■ **Given information**:

PR #2282, opened 2025-05-27
Using the same created `dpcpp` policy instance in tests

SergeyKopienko:
In this PR we replace `TestUtils::default_dpcpp_policy` inline variable by `TestUtils::get_dpcpp_test_policy()` function calls.

The `TestUtils::default_dpcpp_policy` inline variable has been deleted.

The goal - to make code more readable and to highlight that inside `get_dpcpp_test_policy()` function we have some logic which may return different policies for testing.

### DIFF
--- a/test/general/header_inclusion_order_async_1.pass.cpp
+++ b/test/general/header_inclusion_order_async_1.pass.cpp
@@ -23,7 +23,8 @@ main()
 {
 #if TEST_DPCPP_BACKEND_PRESENT
 
-    sycl::queue q = TestUtils::get_test_queue();
+    auto policy = TestUtils::dpcpp_policy();
+    sycl::queue q = policy.queue();
 
     constexpr std::size_t n = 100;
 
@@ -33,7 +34,7 @@ main()
     allocator alloc(q);
     std::vector<T, allocator> data(n, 1, alloc);
 
-    auto f = oneapi::dpl::experimental::reduce_async(TestUtils::make_device_policy(q), data.begin(), data.end());
+    auto f = oneapi::dpl::experimental::reduce_async(policy, data.begin(), data.end());
     f.wait();
 
 #endif // TEST_DPCPP_BACKEND_PRESENT
--- a/test/general/header_inclusion_order_async_1.pass.cpp
+++ b/test/general/header_inclusion_order_async_1.pass.cpp
@@ -23,7 +23,7 @@ main()
 {
 #if TEST_DPCPP_BACKEND_PRESENT
 
-    auto policy = TestUtils::dpcpp_policy();
+    auto policy = TestUtils::get_dpcpp_test_policy();
     sycl::queue q = policy.queue();
 
     constexpr std::size_t n = 100;
--- a/test/general/header_order_ranges_0.pass.cpp
+++ b/test/general/header_order_ranges_0.pass.cpp
@@ -27,7 +27,7 @@ main()
 {
 #if _ENABLE_RANGES_TESTING
     using namespace oneapi::dpl::experimental::ranges;
-    all_of(TestUtils::dpcpp_policy(), views::fill(-1, 10), [](auto i) { return i == -1;});
+    all_of(TestUtils::get_dpcpp_test_policy(), views::fill(-1, 10), [](auto i) { return i == -1;});
 #endif
 
     return TestUtils::done(_ENABLE_RANGES_TESTING);
--- a/test/general/header_order_ranges_0.pass.cpp
+++ b/test/general/header_order_ranges_0.pass.cpp
@@ -27,7 +27,7 @@ main()
 {
 #if _ENABLE_RANGES_TESTING
     using namespace oneapi::dpl::experimental::ranges;
-    all_of(TestUtils::default_dpcpp_policy, views::fill(-1, 10), [](auto i) { return i == -1;});
+    all_of(TestUtils::dpcpp_policy(), views::fill(-1, 10), [](auto i) { return i == -1;});
 #endif
 
     return TestUtils::done(_ENABLE_RANGES_TESTING);
--- a/test/general/lambda_naming.pass.cpp
+++ b/test/general/lambda_naming.pass.cpp
@@ -33,7 +33,7 @@ int main() {
     auto buf_begin = oneapi::dpl::begin(buf);
     auto buf_end = buf_begin + n;
 
-    const auto policy = TestUtils::dpcpp_policy();
+    const auto policy = TestUtils::get_dpcpp_test_policy();
     auto buf_begin_discard_write = oneapi::dpl::begin(buf, sycl::write_only, sycl::property::no_init{});
 
     ::std::fill(policy, buf_begin_discard_write, buf_begin_discard_write + n, 1);
--- a/test/general/lambda_naming.pass.cpp
+++ b/test/general/lambda_naming.pass.cpp
@@ -33,7 +33,7 @@ int main() {
     auto buf_begin = oneapi::dpl::begin(buf);
     auto buf_end = buf_begin + n;
 
-    const auto policy = TestUtils::default_dpcpp_policy;
+    const auto policy = TestUtils::dpcpp_policy();
     auto buf_begin_discard_write = oneapi::dpl::begin(buf, sycl::write_only, sycl::property::no_init{});
 
     ::std::fill(policy, buf_begin_discard_write, buf_begin_discard_write + n, 1);
--- a/test/parallel_api/ranges/std_ranges_test.h
+++ b/test/parallel_api/ranges/std_ranges_test.h
@@ -57,12 +57,10 @@ inline constexpr std::array<int, 2> big_sz = {/*serial*/ small_size, /*par*/ med
 #endif
 
 #if TEST_DPCPP_BACKEND_PRESENT
-template<int call_id = 0>
+template<typename PolicyName = class TestPolicyName, int call_id = 0>
 auto dpcpp_policy()
 {
-    auto exec = TestUtils::default_dpcpp_policy;
-    using Policy = decltype(exec);
-    return TestUtils::make_new_policy<TestUtils::new_kernel_name<Policy, call_id>>(TestUtils::default_dpcpp_policy);
+    return TestUtils::make_new_policy<TestUtils::new_kernel_name<PolicyName, call_id>>(TestUtils::get_test_queue());
 }
 #endif //TEST_DPCPP_BACKEND_PRESENT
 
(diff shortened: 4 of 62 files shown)


test/general/header_order_ranges_0.pass.cpp
```diff
@@ -27,7 +27,7 @@ main()
 {
 #if _ENABLE_RANGES_TESTING
     using namespace oneapi::dpl::experimental::ranges;
-    all_of(TestUtils::default_dpcpp_policy, views::fill(-1, 10), [](auto i) { return i == -1;});
+    all_of(TestUtils::dpcpp_policy(), views::fill(-1, 10), [](auto i) { return i == -1;});
```
dmitriy-sobolev, line 30: There is no `dpcpp_policy()` function in `TestUtils`.


A more general question: why do you consider `TestUtils::default_dpcpp_policy` as an improper way to e.g. create `sycl::queue` for the tests?

SergeyKopienko: > Got it - it makes sense. Could you add that into the description? I do not think it is a bug, though.

it's a bug because it doesn't terminate test process in case of exceptions like we did in `async_handler ` :
```C++
auto async_handler = [](sycl::exception_list ex_list) {
    for (auto& ex : ex_list)
    {
        try
        {
            ::std::rethrow_exception(ex);
        }
        catch (sycl::exception& ex)
        {
            ::std::cerr << ex.what() << ::std::endl;
            ::std::exit(EXIT_FAILURE);
        }
    }
};
```

dmitriy-sobolev: What do you think about replacing the remaining `TestUtils::default_dpcpp_policy` in the file below? 

https://github.com/uxlfoundation/oneDPL/blob/5273d6e3be5adb68e83da9cd14a0f825cc11b7d2/test/parallel_api/ranges/std_ranges_test.h#L65C95-L65C115

And, we still have these default policies, so they should be tested. I vote for doing it in `test_policies.pass`  - that should be enough. We can make `TestUtils::default_dpcpp_policy` local to that file.

SergeyKopienko: Fixed: `TestUtils::default_dpcpp_policy` - removed.

SergeyKopienko: >>> https://github.com/uxlfoundation/oneDPL/blob/5273d6e3be5adb68e83da9cd14a0f825cc11b7d2/test/parallel_api/ranges/std_ranges_test.h#L65C95-L65C115
- this function has been modified and moved into `TestUtils` namespace.

dmitriy-sobolev: > it's a bug because it doesn't terminate test process in case of exceptions

Thanks for the clarification, that's what I missed.

test/general/header_inclusion_order_async_1.pass.cpp
```diff
@@ -23,8 +23,6 @@ main()
 {
 #if TEST_DPCPP_BACKEND_PRESENT
 
-    sycl::queue q = TestUtils::get_test_queue();
-
```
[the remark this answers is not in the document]
SergeyKopienko: Unfortunately I couldn't to fix this right now, at least.
We have a lot of tests which works with `sycl::queue` directly without policy.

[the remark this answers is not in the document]
dmitriy-sobolev: The test does not compile due to the change. It must be fixed.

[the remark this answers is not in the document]
SergeyKopienko: Fixed

test/general/lambda_naming.pass.cpp
```diff
@@ -33,7 +33,7 @@ int main() {
     auto buf_begin = oneapi::dpl::begin(buf);
     auto buf_end = buf_begin + n;
 
-    const auto policy = TestUtils::default_dpcpp_policy;
+    const auto policy = TestUtils::get_dpcpp_test_policy();
```
MikeDvorskiy, line 36: In fact there is not any parameter to pass into `get_dpcpp_test_policy()` calls...
So, we most likely change only `TestUtils::default_dpcpp_policy` definition, instead of changing `TestUtils::default_dpcpp_policy` by `TestUtils::get_dpcpp_test_policy()` in several dozen files....

SergeyKopienko: Previously, in `TestUtils::default_dpcpp_policy` we doesn't used the instance of `sycl::queue` created in `get_test_queue()`

MikeDvorskiy: We can just change `TestUtils::default_dpcpp_policy` definition  - to add usage of the instance of `sycl::queue`, like created in `get_test_queue()`.

SergeyKopienko: good catch, fixed

dmitriy-sobolev: > We can just change TestUtils::default_dpcpp_policy definition - to add usage of the instance of sycl::queue, like created in get_test_queue().

It can make a false impression that `dpcpp_default` is being tested. I do not strongly insist, but I prefer having non-ambiguis names at the expense of more changes in the PR.

test/parallel_api/ranges/std_ranges_test.h
```diff
@@ -660,14 +650,14 @@ struct test_range_algo
...
                 test<T, usm_subrange<T>, mode, DataGen1, DataGen2>{}(
-                    n_device, dpcpp_policy<call_id + 30>(), algo, checker, std::identity{}, std::identity{}, args...);
+                    n_device, TestUtils::get_dpcpp_test_policy<class Test, call_id + 30>(), algo, checker, std::identity{}, std::identity{}, args...);
 #if TEST_CPP20_SPAN_PRESENT
                 test<T, usm_vector<T>, mode, DataGen1, DataGen2>{}(
-                    n_device, dpcpp_policy<call_id + 20>(), algo, checker, span_view, subrange_view, args...);
+                    n_device, TestUtils::get_dpcpp_test_policy<class Test, call_id + 20>(), algo, checker, span_view, subrange_view, args...);
                 test<T, usm_span<T>, mode, DataGen1, DataGen2>{}(
-                    n_device, dpcpp_policy<call_id + 40>(), algo, checker, std::identity{}, std::identity{}, args...);
+                    n_device, TestUtils::get_dpcpp_test_policy<class Test, call_id + 40>(), algo, checker, std::identity{}, std::identity{}, args...);
```
danhoeflinger, line 660: Here, if we switch the order, we can omit the repeated `class Test`.

test/support/utils_invoke.h
```diff
@@ -195,17 +216,15 @@ inline void unsupported_types_notifier(const sycl::device& device)
...
-        : queue(_queue)
-    {
-    }
-
     template <typename Op, typename... Args>
     void
     operator()(Op op, Args&&... rest)
     {
+        using kernel_name = unique_kernel_name<Op, CallNumber>;
+        auto my_policy = get_dpcpp_test_policy<kernel_name>();
```
danhoeflinger, line 224: This one just becomes `get_dpcpp_test_policy</*call_id=*/ 0,kernel_name>();` which is not so bad

test/support/utils_invoke.h
```diff
@@ -109,6 +118,21 @@ make_new_policy(sycl::queue _queue)
 #endif
 }
 
+template <typename PolicyName = class TestPolicyName, int call_id = 0>
```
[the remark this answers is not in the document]
danhoeflinger: Ah, I guess that makes sense.  As I mentioned, my initial instinct was to remove these features here entirely, and only return the "default" policy for the respective type.  Then let `new_kernel_name` and `make_new_policy` do their jobs in the situations where they are needed.  Perhaps that is what I would prefer in the end.  

In the end, it is all just preference and I wont hold the PR for that.  I'll leave it as optional.

test/parallel_api/ranges/std_ranges_test.h
SergeyKopienko: Fixed

test/support/utils_invoke.h
SergeyKopienko: Fixed

test/support/utils_invoke.h
```diff
@@ -20,10 +20,19 @@
...
+#else
+#  define TEST_USE_PREDEFINED_POLICIES 1
+#endif
+
 namespace TestUtils
 {
 #if TEST_DPCPP_BACKEND_PRESENT
 
+// Implemented in utils_sycl.h, required to include this file.
+sycl::queue get_test_queue();
```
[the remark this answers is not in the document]
danhoeflinger: I recognize that this is not new code, but rather moved code.  I'd be OK with an issue to be dealt with later.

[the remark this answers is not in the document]
SergeyKopienko: I realize this problem, but let me create some new issue and resolve it later.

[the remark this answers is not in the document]
SergeyKopienko: Issue created: https://github.com/uxlfoundation/oneDPL/issues/2289

test/support/utils_invoke.h
```diff
@@ -109,6 +118,21 @@ make_new_policy(sycl::queue _queue)
 #endif
 }
 
+template <int call_id = 0, typename PolicyName = class TestPolicyName>
+auto
+get_dpcpp_test_policy()
+{
+#    if TEST_USE_PREDEFINED_POLICIES
+#        if ONEDPL_FPGA_DEVICE
+    return make_new_policy<TestUtils::new_kernel_name<PolicyName, call_id>>(oneapi::dpl::execution::dpcpp_fpga);
```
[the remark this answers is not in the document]
SergeyKopienko: Sure: `default_dpcpp_policy` removed.

danhoeflinger (approved):
This LGTM, with a last couple optional nit picks.  
Wait for green CI and I'd recommend seeing if @MikeDvorskiy has any objection.

MikeDvorskiy (approved):
It seems that looks good overall..
But, I would recommend to launch fully testing before merging.

test/support/utils_invoke.h
```diff
@@ -109,6 +118,26 @@ make_new_policy(sycl::queue _queue)
...
+        oneapi::dpl::execution::dpcpp_fpga;
+#        else
+        oneapi::dpl::execution::dpcpp_default;
+#        endif // ONEDPL_FPGA_DEVICE
+#    else
+        get_test_queue();
+#    endif // TEST_USE_PREDEFINED_POLICIES
+
+    return TestUtils::make_new_policy<_NewKernelName>(__arg);
+}
```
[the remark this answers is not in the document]
SergeyKopienko: I think all this logic about `make_new_policy` still have place inside called `make_device_policy` function.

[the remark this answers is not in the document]
dmitriy-sobolev: Right, I see it now.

■ **Exercise directions**: Note how many lines in the data above have the string "typename" in them, and give that number by itself.

■ **Result of the task**: 4